On 5 January, the official mandate of the current National Assembly and Juan Guaido’s government ends. While the de jure president is making an effort to legitimize his continued legal status as the country’s leader given the inability to hold democratic elections, the scheduled power transfer may weaken Guaido’s political capital. Maduro is likely to push for governments to either stop recognition of Guaido or at least recognize the parallel legitimacy of the National Assembly members elected in December.
On 20 January, the US administration changes hands. After the transition of power in the US, Maduro would be smart to send some positive signals to the new administration including removing Tareck el-Aissami from PDVSA management.
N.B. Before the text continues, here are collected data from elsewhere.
PR #1997, opened 2022-06-15
sway-fmt-v2 adds program type to the output

### LINKED ISSUE #1995: sway-fmt-v2 should include program type to the output
Currently, `sway-fmt-v2` consumes the program type part of the source code it is formatting. It should handle the program type otherwise it is going to be breaking the build process.

For details: see https://github.com/FuelLabs/sway/pull/1962#issue-1269910143

kayagokalp:
closes #1995.

simply tested with a main.sw file that only contains:

```
contract;
```


sway-fmt-v2/src/fmt.rs
```diff
@@ -1,4 +1,4 @@
-use crate::utils::indent_style::Shape;
+use crate::utils::{indent_style::Shape, program_type::insert_program_type};
```
eureka-cpu, line 1: Would you mind merging the two `crate`s here?

sway-fmt-v2/src/fmt.rs
```diff
@@ -37,8 +42,20 @@ impl Formatter {
...
-        let formatted_raw_newline = items
+        let module = sway_parse::parse_file(src, path)?;
+        // Get parsed items
+        let items = module.items;
+        // Get the program type (script, predicate, contract or library)
+        let program_type = module.kind;
+
+        // Formatted code will be pushed here with raw newline stlye.
+        // Which means newlines are not converted into system-specific versions by apply_newline_style
+        let mut formatted_raw_newline = String::new();
```
eureka-cpu, line 53: would you mind changing this variable name to `raw_formatted_code`?

eureka-cpu: Also looks like merging in master added in a duplicate import

mitchmindtree (commented):
> simply tested with a main.sw file that only contains: `contract;`

Perhaps this could act nicely as a small unit test?

kayagokalp:
I added a small test to test this but there is this strange thing happening so I am not sure which way to continue:

I realized that the program type got deleted once there is a match to an item so just supplying 

```
contract;
```
for the test actually does not test this completely. I cannot add anything that would match an item in the source code since we do not have any of the logic for them implemented. (Before #1962 is merged.) So I think we should merge that first and then supply a test like

```
contract;

enum Color {
    Blue: (),
    Green: (),
    Red: (),
    Silver: (),
    Grey: (),
}
```

eureka-cpu:
@mitchmindtree one problem we are trying find a solution for is that the initial idea of the formatter was to leave anything it didn't recognize as an `item` as is, but this PR is actually a side effect of it _removing_ everything that isn't an `item`.

kayagokalp:
Should we close this one and open an issue to track not-touching non-item source code, or should we continue with this one until we have a fix for that

eureka-cpu:
> Should we close this one and open an issue to track not-touching non-item source code, or should we continue with this one until we have a fix for that?

Let's leave this open and keep it as a short term solution, since we do want to format the program type anyway and also open an issue to track the aforementioned problem (:

kayagokalp:
Opened #2008 for tracking that 👍

sway-fmt-v2/src/fmt.rs
```diff
@@ -93,8 +106,9 @@ enum Color {
                     Grey: (), }
         "#;
 
-        // Until #1995 is addressed we will not have contract; in the output
-        let correct_sway_code = r#"enum Color {
+        let correct_sway_code = r#"contract;
```
kayagokalp, line 109: I removed the separate test which was not testing things correctly (even though I remove the changes from this PR, it wouldn't fail as the failure depends on the presence of other items in the source code that we are trying to format). Although we do not have any separate test for program type, it is checked in each test.

mitchmindtree (approved):
Lgtm! Will leave the final review to @eureka-cpu.

eureka-cpu (approved):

As Caracas Chronicles writes, “next year might be the year for hiding the worst elements of the regime, and not parade them in high-visibility posts for the world to see.” However, Maduro doesn’t always follow the most logical or smart strategy. Even though it would not be his best move, don’t discount the possibility that Maduro furthers his crackdown as he misreads the moment.
One wild card with unknown timing hanging over these events is the potential extradition of Alex Saab from Cape Verde to the US. The Maduro regime does not want Saab extradited given what he knows about Venezuela’s sanctions evasion efforts.
Biden’s policy changes will not be instant and won’t reward bad behavior
In interviews throughout the campaign, Biden and his advisors telegraphed their opening moves on Venezuela policy. They are going to offer TPP to Venezuelan refugees in the US and assistance to Venezuelan refugees around the hemisphere. Those initial actions deal more with the impact of Venezuela’s humanitarian crisis beyond its borders than with the political clash within the country. Sanctions relief is not going to be the first item on the agenda and when it does occur it will focus on improving the lives of Venezuelan citizens while maintaining pressure on Maduro and his allies.
If Maduro believes his crackdown gives him additional leverage in negotiations with the incoming Biden administration, he has likely miscalculated. While more open to negotiations than the Trump administration, Biden’s team is less transactional than Trump’s and will likely respond negatively to pressure tactics like crackdowns and arrests. Additionally, Maduro’s recent actions will likely increase Congressional pressure on the new administration to provide any concessions in negotiations.
The Biden team will want to see significant steps towards restoring democracy and human rights before they take any steps that relieve sanctions pressure on Maduro. They may open some channels to discuss issues of mutual interest, but their message is unlikely to be anywhere near as conciliatory towards Maduro as the de facto leader’s allies may hope.